When everything else failed, she seems to have acquired a considerable right-hand corner for herself. & # 39; I once hit a man – and no less than a few yards from Bond Street &, she admitted.
But was it perhaps the case that not all her stories were entirely true? Was this why Harry was so optimistic about the whole thing? Were some of her articles simply exaggerations of real cases to protect the privacy of her customers?
The truth will never be known, although it may be important for her social circle to be known as co-writer of crimes, Dorothy L. Sayers, the creator of amateur detective Lord Peter Wimsey.
The outbreak of the Second World War ended her hugely successful career. Maud was almost 60 at the time and Harry had urged her to retire for a while.
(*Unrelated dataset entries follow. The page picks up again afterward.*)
PR #7, opened 2016-07-20
Add atomic scan based image scanner

dharmit:
@kbsingh @bamachrn ping

### DIFF
--- a/pipeline_scanner/Dockerfile
+++ b/pipeline_scanner/Dockerfile
@@ -1,0 +1,10 @@
+FROM centos:centos7
+
+LABEL INSTALL='docker run -it --rm --privileged -v /etc/atomic.d:/host/etc/atomic.d/ $IMAGE sh /install.sh'
+
+# Install python-docker-py to spin up container using scan script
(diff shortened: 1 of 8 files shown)


dharmit:
As far as migrating existing scanner to use `atomic scan` based scanner is concerned, I've not replaced the code in `beanstalk_worker` directory yet. This is to ensure we can do some testing (which I've already done and faced no issues on Devcloud) before we push it further.

Let me know your thoughts.

kbsingh:
Can we use the existing beanstalkc.py in the repo rather than carry another copy here ?

bamachrn:
This looks good to me. We need to figure out some way to use same beanstalkc.py for the workers, this is the reason I kept all the workers in the same directory. Scan runs separately and keeping scaling in mind this looks good.

dharmit:
This worker should eventually replace the one in `beanstalk_worker` directory. Once that's done, we won't need to carry the second copy of `beanstalkc.py`.

kbsingh:
Lgtm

She left her office, stopped advertising her services, dissolved her staff, and went back to Mrs. Elliott. The lady was gone.
From that moment on, according to surviving relatives, no reference was made to Maud's alter ego – so much so that some of them were surprised to hear about her double life.
She died in March 1964 of a heart attack at her home in Bexhill-on-Sea, East Sussex. And so one of the pioneers of the 20th century passed by: a woman who was far ahead of her time.
During a time when female voices were rarely heard, she had not only enjoyed a rich and satisfying career, and played an active role in public life, but raised a large family, including a seventh child, her younger sister Nellie.
Do you have it all? Maud West was there decades before the expression was even invented.
The Adventures Of Maud West, Lady Detective by Susannah Stapleton is published by Picador £ 20. © Susannah Stapleton. To order a copy for £ 16, call 0844 571 0640. P&P free. Offer valid until 27 June 2019.